FC Utrecht Vrouwen was the women's football section of Dutch club FC Utrecht based in Utrecht. Established in 2007, as one of the founding members of the professional Dutch women's football league the team competed in the league from its inaugural season (2007–08) until 2011–12 and the BeNe League (Belgian and Dutch combined league) from 2012–13 until the team's dissolution in January 2014. The club won the Dutch Cup once and the Dutch Super Cup once.Late July 2021 it was reported that FC Utrecht was looking into provisionally restarting a women's team in the Eredivisie Vrouwen in season 2023-24

History
20 March 2007, the Royal Dutch Football Association (KNVB) officially unveiled the professional Dutch women's football league (Eredivisie Vrouwen) for three seasons starting in 2007–08 with FC Utrecht amongst the six clubs taking part.

The club played its first official match on 30 August 2007, a 0–2 home defeat to AZ at the Sportcomplex Zoudenbalch in its opening Eredivisie match of the 2007–08 season. The team had a good season finishing third in the league and runners-up in the KNVB Women's Cup (Dutch Cup), after losing the final 3–0 to FC Twente.

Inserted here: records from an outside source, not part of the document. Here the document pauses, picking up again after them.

PR #2120, opened 2026-09-10
feat(workflow): filter run history by status and keyword

wienyang:
## Problem
The workflow overview run list has no status or keyword controls, making it difficult to locate failed runs or records from a particular Bot across a large history.

## Solution
- Add a compact status selector, keyword search (button or Enter), and reset control to the run list.
- Search run ID, initiator (`triggered_by`), and origin Bot ID server-side across all historical records.
- Combine keyword and status filters before counting and pagination; reset to the first page when filters change.
- Support both `cancelled` and `canceled` for the cancellation filter.
- Preserve the independent 7/30-day metric queries and show a distinct no-match empty state.
- Bind SQL parameters and escape LIKE wildcard characters for literal substring matching.

## Validation
- Confirmed new UI and repository regression tests failed before implementation.
- Focused workflow tests: 11 passed (overview behavior and SQLite repository filtering/pagination).
- Shared package build: passed.
- Workflow type check and build: passed.
- `git diff --check` and pre-push gate: passed.
- Live browser verification and production deployment were not performed.

## Compatibility and risk
The optional `query` parameter extends the existing run-list API; existing callers remain unchanged. No database migration or independent time filter is added. Substring search can increase query cost on large histories. This PR is independent of the automatic-analysis Bot-owner fix in #2116.

### DIFF
--- a/src/evolverun/clawweb/public/modules/workflow/docs/run-list-contract.md
+++ b/src/evolverun/clawweb/public/modules/workflow/docs/run-list-contract.md
@@ -1,0 +1,77 @@
+# Run list HTTP contract
+
+Owner: `@avernet/workflow`. Route: `GET /runs` relative to the host API mount
+(normally `GET /api/runs`). This is a read-only Service API, not an engine
+Plugin API. The optional `query` parameter is an additive, backward-compatible
+extension; the response envelope and existing filters are unchanged.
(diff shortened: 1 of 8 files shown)


fudp (approved):
LGTM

A fourth place finish in the league's 2008–09 season was followed by a fifth place in the next season (2009–10), in that same season the club won the Dutch Cup, on 15 May 2010 by beating Ter Leede 3–0 in the final, and subsequently, on 27 August 2010 defeated 3–1 (after extra time) Eredivisie champion AZ to win the Dutch Super Cup.

On 22 February 2011, during the second half of the 2010–11 season, a meeting between the League (Stichting Eredivisie Vrouwen - SEV), KNVB and clubs was held to discuss possible improvement to the league. A statement from the KNVB announced that from next season matchdays would move from Thursdays to Fridays, relationship changes between clubs and their affiliated amateur clubs, guideline principles amongst other topics discussed and the financial conditions were to be discussed on a further meeting, as the KNVB was trying to keep the league with eight teams next season.  On 8 March 2011, FC Utrecht became the third team (after AZ and Willem II) to announce its league withdraw from next season due to financial reasons. In order to keep going without the club financial support, the  (English: Utrecht Women's Football Foundation) was created on 6 April 2011, to provide the necessary finances and use FC Utrecht women's football license to register a team in the league. At the end of the 2010–11 season, the club finished fifth in the league. On 3 May 2011, the SEV and KNVB confirmed FC Utrecht as one of the six participants of the Eredivisie 2011–12 season, where the team finished fourth.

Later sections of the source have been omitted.